Here's the old gentleman."
Trefusis looked round and saw Mr. Jansenius, whose handsome face was white and seamed with grief and annoyance. He drew back from the proffered hand of his son-in-law, like an overworried child from an ill-timed attempt to pet it. Trefusis pitied him. The nurse coughed and retired.
"Have you been speaking to Mrs. Jansenius?" said Trefusis.
"Yes," said Jansenius offensively.
"So have I, unfortunately. Pray make my apologies to her. I was rude. The circumstances upset me.""You are not upset, sir," said Jansenius loudly. "You do not care a damn."Trefusis recoiled.
"You damned my feelings, and I will damn yours," continued Jansenius in the same tone. Trefusis involuntarily looked at the door through which he had lately passed. Then, recovering himself, he said quietly:
"It does not matter.
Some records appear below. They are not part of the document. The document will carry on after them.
PR #419, opened 2025-06-09
Feature/mc-792-support-guidelines-with-conditions-that-apply-to-the-agents

HadarYosef1:
Main changes:

- Implement guideline matching for guidelines with condition that apply to the agent:
Detect whether its condition refers to "agent intention". 
If it does, rephrase the condition as "the agent is likely to (do something)". Now it should be clear that we are trying to speculate whether the agent is likely to do something based on the interaction so far. If it's probable, it will be apply. 
* I tried phrasing like "the agent intends to.." but it didn't cover cases when the next agent step is not certain, but we want to consider the guideline if the condition is likely and reasonable, even if not explicitly confirmed.
Made no change in guideline matching prompting. 

- Add tests to test_guideline_matcher, with the proper condition phrasing (the agent is likely to...)

-Add tests to agent intention proposer - check that conditions detect and rephrase correctly, and check that after rewriting the guidelines they are matched.

Change to message generator / utterance selector:
- Add an explanation about guidelines with agent intention to message producers, because don't need to adhere to those guideline if their condition is not eventually applied to the user
- Add tests to BDDs to test how message producers deal with such guidelines, and with several guidelines that override each other.
-   We found that some of those tests are failing, even after adding clarification to the prompt and adding a shot. The scenario that is failing is not really related to agent intention: if we have a guideline when something then do x or y, then a guideline when something more specific then don't do x, we expect it to consider both guidelines and do y. There is more work to be done to make those scenarios pass. For now I moved those tests to unstable. I'll note that these test are not passing in develop in similar rate. 

### DIFF
--- a/src/parlant/core/engines/alpha/guideline_matching/generic/common.py
+++ b/src/parlant/core/engines/alpha/guideline_matching/generic/common.py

She can't hear us."
Before Jansenius could reply his wife hurried upstairs, caught him by the arm, and said, "Don't speak to him, John. And you,"she added, to Trefusis, "WILL you begone?""What!" he said, looking cynically at her. "Without my dead!
Without my property! Well, be it so."
"What do you know of the feelings of a respectable man?"persisted Jansenius, breaking out again in spite of his wife.
"Nothing is sacred to you. This shows what Socialists are!""And what fathers are, and what mothers are," retorted Trefusis, giving way to his temper. "I thought you loved Hetty, but I see that you only love your feelings and your respectability. The devil take both! She was right; my love for her, incomplete as it was, was greater than yours." And he left the house in dudgeon.
But he stood awhile in the avenue to laugh at himself and his father-in-law. Then he took a hansom and was driven to the house of his solicitor, whom he wished to consult on the settlement of his late wife's affairs.